## GOAL OF THE EXERCISE
Lines below starting with the line with "b-sumner: I haven't" and going on through the line with "adityaatluri: Isn't the" must be output exactly; the rest of the records must be left out.
[DATA TO PROCESS — start]
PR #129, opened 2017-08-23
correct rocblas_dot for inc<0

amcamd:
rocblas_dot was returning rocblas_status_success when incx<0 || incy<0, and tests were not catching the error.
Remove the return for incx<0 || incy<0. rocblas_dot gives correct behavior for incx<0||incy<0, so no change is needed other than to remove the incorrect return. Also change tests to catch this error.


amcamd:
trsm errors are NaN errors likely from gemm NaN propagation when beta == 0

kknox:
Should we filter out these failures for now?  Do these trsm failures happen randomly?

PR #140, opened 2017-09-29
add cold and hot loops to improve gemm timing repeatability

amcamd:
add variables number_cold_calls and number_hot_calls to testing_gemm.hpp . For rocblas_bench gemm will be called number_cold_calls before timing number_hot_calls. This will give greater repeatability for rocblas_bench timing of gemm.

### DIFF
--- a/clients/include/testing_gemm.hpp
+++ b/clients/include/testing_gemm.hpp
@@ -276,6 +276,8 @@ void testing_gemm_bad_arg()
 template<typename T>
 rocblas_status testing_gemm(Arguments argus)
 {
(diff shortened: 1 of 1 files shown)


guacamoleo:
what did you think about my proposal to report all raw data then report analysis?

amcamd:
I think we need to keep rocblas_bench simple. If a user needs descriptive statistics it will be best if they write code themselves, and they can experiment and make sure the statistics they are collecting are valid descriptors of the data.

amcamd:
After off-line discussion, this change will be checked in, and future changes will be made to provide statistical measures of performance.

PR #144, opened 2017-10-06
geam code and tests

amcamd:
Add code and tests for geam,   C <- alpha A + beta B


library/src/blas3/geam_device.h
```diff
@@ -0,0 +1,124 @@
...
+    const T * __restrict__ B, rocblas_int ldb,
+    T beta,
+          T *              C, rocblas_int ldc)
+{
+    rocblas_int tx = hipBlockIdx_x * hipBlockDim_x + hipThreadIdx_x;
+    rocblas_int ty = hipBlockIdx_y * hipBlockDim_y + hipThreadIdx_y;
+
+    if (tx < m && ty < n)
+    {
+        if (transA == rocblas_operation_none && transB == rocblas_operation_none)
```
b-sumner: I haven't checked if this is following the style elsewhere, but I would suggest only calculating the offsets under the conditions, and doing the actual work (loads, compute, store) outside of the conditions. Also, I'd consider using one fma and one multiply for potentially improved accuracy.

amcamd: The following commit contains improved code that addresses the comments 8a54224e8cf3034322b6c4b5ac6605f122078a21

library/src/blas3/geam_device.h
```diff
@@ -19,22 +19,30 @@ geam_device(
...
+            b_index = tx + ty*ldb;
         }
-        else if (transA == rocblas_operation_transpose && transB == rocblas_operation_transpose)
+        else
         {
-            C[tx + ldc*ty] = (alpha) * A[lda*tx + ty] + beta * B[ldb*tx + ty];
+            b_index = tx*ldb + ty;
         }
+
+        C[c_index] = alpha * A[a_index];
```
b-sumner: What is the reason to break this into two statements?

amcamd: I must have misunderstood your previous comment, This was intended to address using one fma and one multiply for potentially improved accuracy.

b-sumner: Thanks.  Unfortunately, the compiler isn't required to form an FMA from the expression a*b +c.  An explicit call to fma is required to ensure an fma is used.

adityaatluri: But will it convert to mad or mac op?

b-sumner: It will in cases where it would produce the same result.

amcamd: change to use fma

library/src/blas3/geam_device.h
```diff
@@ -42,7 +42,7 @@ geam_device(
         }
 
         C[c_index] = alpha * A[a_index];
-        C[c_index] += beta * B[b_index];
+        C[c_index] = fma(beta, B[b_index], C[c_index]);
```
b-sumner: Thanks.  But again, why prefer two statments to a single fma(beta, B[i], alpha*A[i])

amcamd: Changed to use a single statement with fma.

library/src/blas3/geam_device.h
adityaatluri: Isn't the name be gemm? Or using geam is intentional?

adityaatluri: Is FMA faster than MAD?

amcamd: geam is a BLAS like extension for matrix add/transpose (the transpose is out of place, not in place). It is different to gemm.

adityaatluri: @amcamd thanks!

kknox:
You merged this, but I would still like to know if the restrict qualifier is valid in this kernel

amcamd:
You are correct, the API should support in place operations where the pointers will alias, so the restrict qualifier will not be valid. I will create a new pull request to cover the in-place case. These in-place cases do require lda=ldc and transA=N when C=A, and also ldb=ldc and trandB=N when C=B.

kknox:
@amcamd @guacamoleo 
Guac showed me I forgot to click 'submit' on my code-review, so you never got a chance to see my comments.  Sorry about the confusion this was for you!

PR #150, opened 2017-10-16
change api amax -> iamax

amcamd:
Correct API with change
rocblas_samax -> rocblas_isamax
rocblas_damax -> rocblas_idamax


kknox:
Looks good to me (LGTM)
[DATA TO PROCESS — finish]
## REPLY
b-sumner: I haven't checked if this is following the style elsewhere, but I would suggest only calculating the offsets under the conditions, and doing the actual work (loads, compute, store) outside of the conditions. Also, I'd consider using one fma and one multiply for potentially improved accuracy.

amcamd: The following commit contains improved code that addresses the comments 8a54224e8cf3034322b6c4b5ac6605f122078a21

library/src/blas3/geam_device.h
```diff
@@ -19,22 +19,30 @@ geam_device(
...
+            b_index = tx + ty*ldb;
         }
-        else if (transA == rocblas_operation_transpose && transB == rocblas_operation_transpose)
+        else
         {
-            C[tx + ldc*ty] = (alpha) * A[lda*tx + ty] + beta * B[ldb*tx + ty];
+            b_index = tx*ldb + ty;
         }
+
+        C[c_index] = alpha * A[a_index];
```
b-sumner: What is the reason to break this into two statements?

amcamd: I must have misunderstood your previous comment, This was intended to address using one fma and one multiply for potentially improved accuracy.

b-sumner: Thanks.  Unfortunately, the compiler isn't required to form an FMA from the expression a*b +c.  An explicit call to fma is required to ensure an fma is used.

adityaatluri: But will it convert to mad or mac op?

b-sumner: It will in cases where it would produce the same result.

amcamd: change to use fma

library/src/blas3/geam_device.h
```diff
@@ -42,7 +42,7 @@ geam_device(
         }
 
         C[c_index] = alpha * A[a_index];
-        C[c_index] += beta * B[b_index];
+        C[c_index] = fma(beta, B[b_index], C[c_index]);
```
b-sumner: Thanks.  But again, why prefer two statments to a single fma(beta, B[i], alpha*A[i])

amcamd: Changed to use a single statement with fma.

library/src/blas3/geam_device.h
adityaatluri: Isn't the name be gemm? Or using geam is intentional?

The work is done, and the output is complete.